I presume that he did Ctrl-c to kill the OS process in which Katalon Runtime Engine are running.

It seems to me that he expects (wants) everything is gracefully terminated by killing that process by Ctrl-c, but things does not go like this. Why?

Why?

Katalon Runtime Engine (or similarly, Katalon Studio) runs in a single OS process.
When you run a Test Suite Collection which comprises 2 Test Suites,
the KRE process forks 2 subprocesses each of which Test Suite runs.
I am going to present you a demostration of this fact later.

OS will regard these 3 processes are independent.
Killing one of these 3 process does NOT automatically terminate other sub-processes.
Therefore, as the original post wrote, it is quite likely that we observe

“by killing it via Ctrl-c would result to locked up Reports directory and sometimes tests are still running”

Sending Ctrl-c to the parent process will not be a solution to the problem.

Demonstration

In this demo project, we have

  • a Test Case named “TC1”. See the source here. At startup, it emits a message “I am busy now”. It sleeps for a few seconds (10 to 20 secs). Then it emit a message saying Goodby.
  • a Test Suite named “TS1” which just calls “TC1”.
  • a Test Suite Collection named “TSC”. It will invoke 2 instances of “TS1” parallely.
  • a bash script named “./watch_ps.sh”. It will repeat executing a shell command with 5 seconds interval. It will execute “ps -A” command to list the running OS processes; it will filter lines for the lines with a string “Katalon”; it will shorten the filtered lines (just to make it easier to see).

I will run this set of code on macOS with bash commandline.

I will run the ./watch_ps.sh first. Then I will run the Test suite collection TSC.
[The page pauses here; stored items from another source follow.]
PR #1372, opened 2024-05-29
Updated usage of vue-i18n

jasonchung1871:
# Description
Any translations are now used by importing the useI18n function and then mapping out the t function and in some cases the locale variable. Removed all instances of `lang` which was stored in the form store.

Something to look into is the test warnings for $vuetify.open not having the open translation.. as well as a better way to handle isRTL however there may not be a better way.

## Types of changes

## Checklist


app/frontend/src/components/base/BaseInternationalization.vue
jasonchung1871, line 1: This is probably the biggest change here. It was not easy to simply change the global value of the locale from within the script but it could be done within the template. However, this required us to use the v-model attribute in the element but we couldn't set that in a menu so I opted to use the v-select. This changed how it looks however, if you look at it, you'll see. It has some transparency and is slightly bigger.

app/frontend/tests/unit/views/Error.spec.js
jasonchung1871, line 1: We don't need to test the translation library.

PR #1378, opened 2024-05-31
feat: FORMS-1279 cdogs file output type

WalterMoar:
# Description

We want to allow the user to select the output file type when they generate a document using CDOGS. The frontend is what is restricting the output file type - it always chooses PDF. The backend, as the frontend is right now, needs no changes. However, the new endpoint that takes a `submissionId` and a `documentTemplateId` is not being used by the frontend, and probably a good thing.
- fixed a bug where the file would never generate correctly
- added the `convertTo` query parameter.

## Types of changes

## Checklist

### DIFF
--- a/app/src/forms/submission/controller.js
+++ b/app/src/forms/submission/controller.js
@@ -137,6 +137,7 @@ module.exports = {
       const template = await formService.documentTemplateRead(req.params.documentTemplateId);
       const fileName = template.filename.substring(0, template.filename.lastIndexOf('.'));
       const fileExtension = template.filename.substring(template.filename.lastIndexOf('.') + 1);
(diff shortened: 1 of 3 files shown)


app/src/forms/submission/controller.js
```diff
@@ -148,12 +149,12 @@ module.exports = {
...
         },
         options: {
-          convertTo: 'pdf',
+          convertTo: convertTo,
           overwrite: true,
           reportName: fileName,
         },
         template: {
-          content: btoa(template.template),
+          content: template.template.toString(),
```
WalterMoar, line 157: One oops of a couple - we're storing the file in the DB base64 encoded. We shouldn't be storing it in the DB anyway, but it's one more thing to keep in mind when we move to the object storage.

PR #1379, opened 2024-06-04
refactor: FORMS-1139 remove unused packages

WalterMoar:
# Description

When working on the Express problem it was noticed that we:
- have a dependency on `body-parser`, which is never used
- have a dependency on `fast-json-patch`, which is never used
- configure `express.urlencode` with an unnecessary default value

## Types of changes

Refactor (non-breaking change to clean up code / dependencies)

## Checklist


app/app.js
```diff
@@ -24,7 +24,7 @@ let probeId;
 const app = express();
 app.use(compression());
 app.use(express.json({ limit: config.get('server.bodyLimit') }));
-app.use(express.urlencoded({ extended: true }));
+app.use(express.urlencoded());
```
WalterMoar, line 27: The default value for `extended` is `true`, so there is no need to set it.

PR #1382, opened 2024-06-05
fix: FORMS-1139 update api-problem

WalterMoar:
# Description

Update the API Problem package. This package is used to produce informative HTTP responses that include a `title`, `detail`, etc.

The major change from version 7 of `api-problem.js` to version 9 is that the `type` field will now reference a page on MDN rather than `httpstatuses.com`, which is now being used to serve ads.

Old v7 responses:
```json
{
  "type": "https://httpstatuses.com/401",
  "title": "Unauthorized",
  "status": 401,
  "detail": "You do not have access to this form."
}
```

New v9 responses:
```json
{
  "type": "https://developer.mozilla.org/en-US/docs/Web/HTTP/Status/401",
  "title": "Unauthorized",
  "status": 401,
  "detail": "You do not have access to this form."
}
```

## Checklist

### DIFF
--- a/app/package-lock.json
+++ b/app/package-lock.json
@@ -11,7 +11,7 @@
       "dependencies": {
         "@json2csv/node": "^6.1.3",
         "@json2csv/transforms": "^6.1.3",
-        "api-problem": "^7.0.4",
+        "api-problem": "^9.0.2",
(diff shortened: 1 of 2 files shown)


WalterMoar:
image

When I did it, I saw the following out come in the console.

$ ./watch_ps.sh
 5991 ??         4:05.17 /Applications/Katalon Studio.app/Contents/MacOS/katalon

 5991 ??         4:05.38 /Applications/Katalon Studio.app/Contents/MacOS/katalon

 5991 ??         4:08.07 /Applications/Katalon Studio.app/Contents/MacOS/katalon

 5991 ??         4:12.97 /Applications/Katalon Studio.app/Contents/MacOS/katalon

 5991 ??         4:14.14 /Applications/Katalon Studio.app/Contents/MacOS/katalon

 5991 ??         4:15.87 /Applications/Katalon Studio.app/Contents/MacOS/katalon
 7418 ??         0:08.62 /Applications/Katalon Studio.app/Contents/Eclipse/jre/Contents/Home/bin/java -Dgroovy

 5991 ??         4:18.52 /Applications/Katalon Studio.app/Contents/MacOS/katalon
 7418 ??         0:09.66 /Applications/Katalon Studio.app/Contents/Eclipse/jre/Contents/Home/bin/java -Dgroovy
 7424 ??         0:05.53 /Applications/Katalon Studio.app/Contents/Eclipse/jre/Contents/Home/bin/java -Dgroovy

 5991 ??         4:19.68 /Applications/Katalon Studio.app/Contents/MacOS/katalon
 7418 ??         0:10.22 /Applications/Katalon Studio.app/Contents/Eclipse/jre/Contents/Home/bin/java -Dgroovy
 7424 ??         0:09.44 /Applications/Katalon Studio.app/Contents/Eclipse/jre/Contents/Home/bin/java -Dgroovy

 5991 ??         4:20.97 /Applications/Katalon Studio.app/Contents/MacOS/katalon
 7424 ??         0:09.45 /Applications/Katalon Studio.app/Contents/Eclipse/jre/Contents/Home/bin/java -Dgroovy

 5991 ??         4:21.86 /Applications/Katalon Studio.app/Contents/MacOS/katalon

 5991 ??         4:22.54 /Applications/Katalon Studio.app/Contents/MacOS/katalon

Here you can find 2 types of OS processes.

One is a process where /Applications/Katalon Studio.app/Contents/MacOS/katalon is being executed. This is the process where Katalon Studio is running.

Another is a process where /Applications/Katalon Studio.app/Contents/Eclipse/jre/Contents/Home/bin/java -Dgroovy is being executed. This is a process where Test Suite is running.

In the console, you can find 1 process of Katalon Studio plus 2 processes of Test Suites are bein executed parallely.

If I have a Test Suite Collection of 8 parallelism, then I will see 8 sub-processes in the ps command output.

Is a Test Suite Collection multi-threaded? — Not at all.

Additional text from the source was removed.